- [Task requirements]
Exactly as written, set down every entry once more.

- [Provided material]
=-=-=-=-=

PR #31, opened 2020-08-24
add default handler for getting ownerReference

zshi-redhat:
Without default handler, network-resources-injector rejects the pod
creation from any unsupported Kind.

### DIFF
--- a/pkg/webhook/webhook.go
+++ b/pkg/webhook/webhook.go
@@ -199,6 +199,10 @@ func getNamespaceFromOwnerReference(ownerRef metav1.OwnerReference) (namespace s
 				break
 			}
 		}
+	default:
+		glog.Infof("owner reference kind is not supported: %v, using default namespace", ownerRef.Kind)
+		namespace = "default"
+		return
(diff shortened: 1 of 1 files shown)


pkg/webhook/webhook.go
```diff
@@ -199,6 +199,9 @@ func getNamespaceFromOwnerReference(ownerRef metav1.OwnerReference) (namespace s
 				break
 			}
 		}
+	default:
+		glog.Infof("owner reference kind is not supported: %v", ownerRef.Kind)
+		return
```
pperiyasamy, line 204: shouldn't namespace set to default before returning it ?

zshi-redhat: I was thinking there is not much different return empty or default namespace, but I think at least it can cover the case where pod is created in default namespace. I will make the change.

zshi-redhat: Done

martinkennelly:
/lgtm
Thanks for the patch!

=-=-=-=-=

- [Solution for this problem]
PR #31, opened 2020-08-24
add default handler for getting ownerReference

zshi-redhat:
Without default handler, network-resources-injector rejects the pod
creation from any unsupported Kind.

### DIFF
--- a/pkg/webhook/webhook.go
+++ b/pkg/webhook/webhook.go
@@ -199,6 +199,10 @@ func getNamespaceFromOwnerReference(ownerRef metav1.OwnerReference) (namespace s
 				break
 			}
 		}
+	default:
+		glog.Infof("owner reference kind is not supported: %v, using default namespace", ownerRef.Kind)
+		namespace = "default"
+		return
(diff shortened: 1 of 1 files shown)


pkg/webhook/webhook.go
```diff
@@ -199,6 +199,9 @@ func getNamespaceFromOwnerReference(ownerRef metav1.OwnerReference) (namespace s
 				break
 			}
 		}
+	default:
+		glog.Infof("owner reference kind is not supported: %v", ownerRef.Kind)
+		return
```
pperiyasamy, line 204: shouldn't namespace set to default before returning it ?

zshi-redhat: I was thinking there is not much different return empty or default namespace, but I think at least it can cover the case where pod is created in default namespace. I will make the change.

zshi-redhat: Done

martinkennelly:
/lgtm
Thanks for the patch!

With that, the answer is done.